» What to work on:
After finding the line with "PR #1132, opened 2018-10-30" in the entries below, retype exactly each line from there through the line with "Are we guaranteed", including that final line.

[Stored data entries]

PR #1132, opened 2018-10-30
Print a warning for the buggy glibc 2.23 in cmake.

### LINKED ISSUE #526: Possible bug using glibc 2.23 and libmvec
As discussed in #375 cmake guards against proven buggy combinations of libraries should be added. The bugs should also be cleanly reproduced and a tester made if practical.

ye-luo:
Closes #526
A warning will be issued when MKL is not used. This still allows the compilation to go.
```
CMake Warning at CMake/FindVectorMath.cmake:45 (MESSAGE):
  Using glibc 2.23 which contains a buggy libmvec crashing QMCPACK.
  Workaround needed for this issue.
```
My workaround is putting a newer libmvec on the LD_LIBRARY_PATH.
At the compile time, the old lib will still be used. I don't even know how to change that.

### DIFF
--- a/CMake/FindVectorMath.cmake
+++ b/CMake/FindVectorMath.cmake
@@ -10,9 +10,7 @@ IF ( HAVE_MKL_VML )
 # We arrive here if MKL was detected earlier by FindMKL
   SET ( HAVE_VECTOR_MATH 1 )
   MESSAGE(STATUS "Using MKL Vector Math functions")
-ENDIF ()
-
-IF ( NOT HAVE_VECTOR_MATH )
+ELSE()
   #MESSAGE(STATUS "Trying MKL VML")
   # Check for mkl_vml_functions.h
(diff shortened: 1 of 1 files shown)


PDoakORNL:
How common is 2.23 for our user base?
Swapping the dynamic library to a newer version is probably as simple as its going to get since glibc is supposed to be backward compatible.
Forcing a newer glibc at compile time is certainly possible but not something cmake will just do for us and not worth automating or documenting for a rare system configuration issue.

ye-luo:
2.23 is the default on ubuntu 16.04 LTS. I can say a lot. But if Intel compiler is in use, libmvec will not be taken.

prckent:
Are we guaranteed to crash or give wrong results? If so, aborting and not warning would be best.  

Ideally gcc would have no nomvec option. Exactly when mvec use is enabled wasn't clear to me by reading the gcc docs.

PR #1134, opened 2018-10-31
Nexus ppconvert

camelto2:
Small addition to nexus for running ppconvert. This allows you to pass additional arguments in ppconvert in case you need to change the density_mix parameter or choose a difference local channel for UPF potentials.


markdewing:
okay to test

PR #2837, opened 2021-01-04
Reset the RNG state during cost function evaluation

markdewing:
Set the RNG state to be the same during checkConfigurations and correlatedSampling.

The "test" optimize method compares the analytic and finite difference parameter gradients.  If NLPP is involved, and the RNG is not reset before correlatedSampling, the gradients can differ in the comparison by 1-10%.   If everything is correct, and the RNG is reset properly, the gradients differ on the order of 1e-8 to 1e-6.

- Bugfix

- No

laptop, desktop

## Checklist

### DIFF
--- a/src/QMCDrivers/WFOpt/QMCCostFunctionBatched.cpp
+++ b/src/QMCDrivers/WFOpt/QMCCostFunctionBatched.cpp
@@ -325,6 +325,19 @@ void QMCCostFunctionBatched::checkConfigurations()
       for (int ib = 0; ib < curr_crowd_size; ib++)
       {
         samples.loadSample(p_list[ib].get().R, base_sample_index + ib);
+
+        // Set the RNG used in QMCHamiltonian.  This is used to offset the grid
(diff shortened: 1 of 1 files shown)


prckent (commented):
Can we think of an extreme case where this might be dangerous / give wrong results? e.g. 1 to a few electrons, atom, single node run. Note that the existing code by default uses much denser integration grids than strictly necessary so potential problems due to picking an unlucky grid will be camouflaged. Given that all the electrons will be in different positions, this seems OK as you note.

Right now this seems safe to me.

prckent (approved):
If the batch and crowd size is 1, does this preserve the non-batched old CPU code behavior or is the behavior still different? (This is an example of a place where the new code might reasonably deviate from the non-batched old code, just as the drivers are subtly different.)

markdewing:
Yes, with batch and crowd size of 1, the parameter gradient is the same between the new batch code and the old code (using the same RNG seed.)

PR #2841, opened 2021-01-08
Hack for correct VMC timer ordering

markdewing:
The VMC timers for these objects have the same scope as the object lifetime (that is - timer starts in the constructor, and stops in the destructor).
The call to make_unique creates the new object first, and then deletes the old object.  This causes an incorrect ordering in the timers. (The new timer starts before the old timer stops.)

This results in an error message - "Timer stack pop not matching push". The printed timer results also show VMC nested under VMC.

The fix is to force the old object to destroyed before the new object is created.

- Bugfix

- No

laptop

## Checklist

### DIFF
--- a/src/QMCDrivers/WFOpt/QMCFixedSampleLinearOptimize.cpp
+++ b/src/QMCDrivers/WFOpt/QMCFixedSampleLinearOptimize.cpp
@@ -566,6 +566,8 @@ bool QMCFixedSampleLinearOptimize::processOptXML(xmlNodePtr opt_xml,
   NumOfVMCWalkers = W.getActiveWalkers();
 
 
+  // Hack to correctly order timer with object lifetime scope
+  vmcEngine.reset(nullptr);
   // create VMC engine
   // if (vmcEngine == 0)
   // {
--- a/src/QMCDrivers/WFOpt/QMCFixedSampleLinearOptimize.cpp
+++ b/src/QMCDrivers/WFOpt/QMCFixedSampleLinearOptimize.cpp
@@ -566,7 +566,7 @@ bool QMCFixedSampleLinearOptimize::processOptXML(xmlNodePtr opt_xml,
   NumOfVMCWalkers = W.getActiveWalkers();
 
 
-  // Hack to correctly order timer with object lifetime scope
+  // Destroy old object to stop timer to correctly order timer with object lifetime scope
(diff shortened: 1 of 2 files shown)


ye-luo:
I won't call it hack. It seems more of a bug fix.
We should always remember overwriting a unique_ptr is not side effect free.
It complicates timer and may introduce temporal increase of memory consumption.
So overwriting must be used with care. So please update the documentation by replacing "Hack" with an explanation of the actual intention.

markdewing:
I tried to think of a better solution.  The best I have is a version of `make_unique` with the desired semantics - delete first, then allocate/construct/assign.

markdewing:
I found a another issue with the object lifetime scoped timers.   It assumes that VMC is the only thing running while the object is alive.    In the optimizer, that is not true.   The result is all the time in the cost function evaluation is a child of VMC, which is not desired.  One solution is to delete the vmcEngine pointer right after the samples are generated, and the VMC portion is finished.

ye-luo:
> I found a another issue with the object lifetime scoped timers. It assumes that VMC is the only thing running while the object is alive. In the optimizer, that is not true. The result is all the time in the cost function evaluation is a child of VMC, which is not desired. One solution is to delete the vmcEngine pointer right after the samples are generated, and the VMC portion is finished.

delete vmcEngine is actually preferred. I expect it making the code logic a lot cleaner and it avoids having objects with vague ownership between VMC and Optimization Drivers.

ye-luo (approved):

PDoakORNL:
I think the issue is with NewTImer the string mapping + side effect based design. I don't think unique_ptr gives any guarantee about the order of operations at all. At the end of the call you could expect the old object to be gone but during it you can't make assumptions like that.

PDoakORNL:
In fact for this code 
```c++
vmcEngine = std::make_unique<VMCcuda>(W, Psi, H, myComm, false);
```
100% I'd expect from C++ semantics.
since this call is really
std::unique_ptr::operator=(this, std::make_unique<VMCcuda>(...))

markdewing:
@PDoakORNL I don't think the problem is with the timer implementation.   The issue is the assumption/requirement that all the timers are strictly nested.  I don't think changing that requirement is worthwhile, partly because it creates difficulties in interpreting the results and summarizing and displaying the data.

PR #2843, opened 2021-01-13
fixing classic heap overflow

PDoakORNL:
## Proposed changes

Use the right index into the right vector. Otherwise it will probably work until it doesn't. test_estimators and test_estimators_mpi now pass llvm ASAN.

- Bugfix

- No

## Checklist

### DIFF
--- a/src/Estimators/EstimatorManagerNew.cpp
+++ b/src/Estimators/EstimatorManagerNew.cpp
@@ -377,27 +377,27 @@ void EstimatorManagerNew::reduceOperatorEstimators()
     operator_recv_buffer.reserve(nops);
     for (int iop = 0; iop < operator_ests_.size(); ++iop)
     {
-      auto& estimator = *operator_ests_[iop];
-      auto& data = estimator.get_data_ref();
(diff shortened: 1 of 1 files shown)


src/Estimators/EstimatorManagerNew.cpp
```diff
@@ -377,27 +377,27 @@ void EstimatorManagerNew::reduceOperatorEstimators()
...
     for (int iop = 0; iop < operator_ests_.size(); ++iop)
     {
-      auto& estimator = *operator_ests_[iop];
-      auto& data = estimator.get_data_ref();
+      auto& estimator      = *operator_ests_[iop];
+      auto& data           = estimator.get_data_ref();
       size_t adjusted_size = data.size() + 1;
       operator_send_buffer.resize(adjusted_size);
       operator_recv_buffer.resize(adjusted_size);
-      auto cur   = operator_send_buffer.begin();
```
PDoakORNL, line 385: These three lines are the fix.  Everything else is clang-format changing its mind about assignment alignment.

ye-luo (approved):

* * *

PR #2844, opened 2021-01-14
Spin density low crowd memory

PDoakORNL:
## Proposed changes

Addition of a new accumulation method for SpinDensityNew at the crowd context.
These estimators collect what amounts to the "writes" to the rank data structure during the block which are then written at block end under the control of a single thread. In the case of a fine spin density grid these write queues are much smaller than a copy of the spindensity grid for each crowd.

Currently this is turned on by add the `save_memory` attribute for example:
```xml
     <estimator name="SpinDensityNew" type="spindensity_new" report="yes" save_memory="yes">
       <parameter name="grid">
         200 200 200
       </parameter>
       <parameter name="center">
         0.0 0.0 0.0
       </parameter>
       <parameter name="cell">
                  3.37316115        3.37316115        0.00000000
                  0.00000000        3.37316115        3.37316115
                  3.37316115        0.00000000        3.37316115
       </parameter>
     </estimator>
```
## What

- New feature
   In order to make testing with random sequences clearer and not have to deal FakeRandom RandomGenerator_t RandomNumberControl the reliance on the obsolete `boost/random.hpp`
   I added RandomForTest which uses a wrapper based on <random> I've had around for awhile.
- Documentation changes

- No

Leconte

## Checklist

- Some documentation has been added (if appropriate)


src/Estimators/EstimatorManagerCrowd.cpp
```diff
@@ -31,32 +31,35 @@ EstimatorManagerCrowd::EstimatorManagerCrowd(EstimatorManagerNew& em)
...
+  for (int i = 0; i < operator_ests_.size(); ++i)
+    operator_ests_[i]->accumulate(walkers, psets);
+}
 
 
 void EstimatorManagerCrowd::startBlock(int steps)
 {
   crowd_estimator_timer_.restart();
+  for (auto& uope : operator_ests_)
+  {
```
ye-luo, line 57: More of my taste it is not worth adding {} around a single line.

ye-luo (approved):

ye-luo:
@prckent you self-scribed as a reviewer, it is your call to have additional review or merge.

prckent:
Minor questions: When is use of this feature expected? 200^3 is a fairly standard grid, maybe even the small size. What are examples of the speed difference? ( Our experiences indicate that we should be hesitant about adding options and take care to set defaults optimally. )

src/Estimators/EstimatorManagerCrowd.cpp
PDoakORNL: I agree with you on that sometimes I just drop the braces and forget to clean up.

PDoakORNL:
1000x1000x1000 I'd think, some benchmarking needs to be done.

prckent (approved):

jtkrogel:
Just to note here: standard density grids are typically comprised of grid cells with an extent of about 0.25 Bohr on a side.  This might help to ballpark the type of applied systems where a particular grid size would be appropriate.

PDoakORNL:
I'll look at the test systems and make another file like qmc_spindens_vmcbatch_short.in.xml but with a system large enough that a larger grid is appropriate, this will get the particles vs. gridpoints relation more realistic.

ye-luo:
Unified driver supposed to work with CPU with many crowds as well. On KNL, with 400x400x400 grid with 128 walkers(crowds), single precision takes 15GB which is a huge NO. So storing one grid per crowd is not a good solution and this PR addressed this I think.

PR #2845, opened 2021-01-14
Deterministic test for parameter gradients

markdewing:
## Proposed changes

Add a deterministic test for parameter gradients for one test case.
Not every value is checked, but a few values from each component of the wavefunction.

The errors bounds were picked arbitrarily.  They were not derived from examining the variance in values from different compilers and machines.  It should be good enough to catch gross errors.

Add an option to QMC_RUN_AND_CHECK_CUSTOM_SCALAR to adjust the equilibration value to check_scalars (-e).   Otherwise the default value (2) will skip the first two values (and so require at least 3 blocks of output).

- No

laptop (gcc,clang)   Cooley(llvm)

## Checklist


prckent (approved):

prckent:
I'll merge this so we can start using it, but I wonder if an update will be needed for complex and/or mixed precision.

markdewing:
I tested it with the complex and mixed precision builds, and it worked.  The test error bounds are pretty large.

» Solution for this problem:
PR #1132, opened 2018-10-30
Print a warning for the buggy glibc 2.23 in cmake.

### LINKED ISSUE #526: Possible bug using glibc 2.23 and libmvec
As discussed in #375 cmake guards against proven buggy combinations of libraries should be added. The bugs should also be cleanly reproduced and a tester made if practical.

ye-luo:
Closes #526
A warning will be issued when MKL is not used. This still allows the compilation to go.
```
CMake Warning at CMake/FindVectorMath.cmake:45 (MESSAGE):
  Using glibc 2.23 which contains a buggy libmvec crashing QMCPACK.
  Workaround needed for this issue.
```
My workaround is putting a newer libmvec on the LD_LIBRARY_PATH.
At the compile time, the old lib will still be used. I don't even know how to change that.

### DIFF
--- a/CMake/FindVectorMath.cmake
+++ b/CMake/FindVectorMath.cmake
@@ -10,9 +10,7 @@ IF ( HAVE_MKL_VML )
 # We arrive here if MKL was detected earlier by FindMKL
   SET ( HAVE_VECTOR_MATH 1 )
   MESSAGE(STATUS "Using MKL Vector Math functions")
-ENDIF ()
-
-IF ( NOT HAVE_VECTOR_MATH )
+ELSE()
   #MESSAGE(STATUS "Trying MKL VML")
   # Check for mkl_vml_functions.h
(diff shortened: 1 of 1 files shown)


PDoakORNL:
How common is 2.23 for our user base?
Swapping the dynamic library to a newer version is probably as simple as its going to get since glibc is supposed to be backward compatible.
Forcing a newer glibc at compile time is certainly possible but not something cmake will just do for us and not worth automating or documenting for a rare system configuration issue.

ye-luo:
2.23 is the default on ubuntu 16.04 LTS. I can say a lot. But if Intel compiler is in use, libmvec will not be taken.

prckent:
Are we guaranteed to crash or give wrong results? If so, aborting and not warning would be best.  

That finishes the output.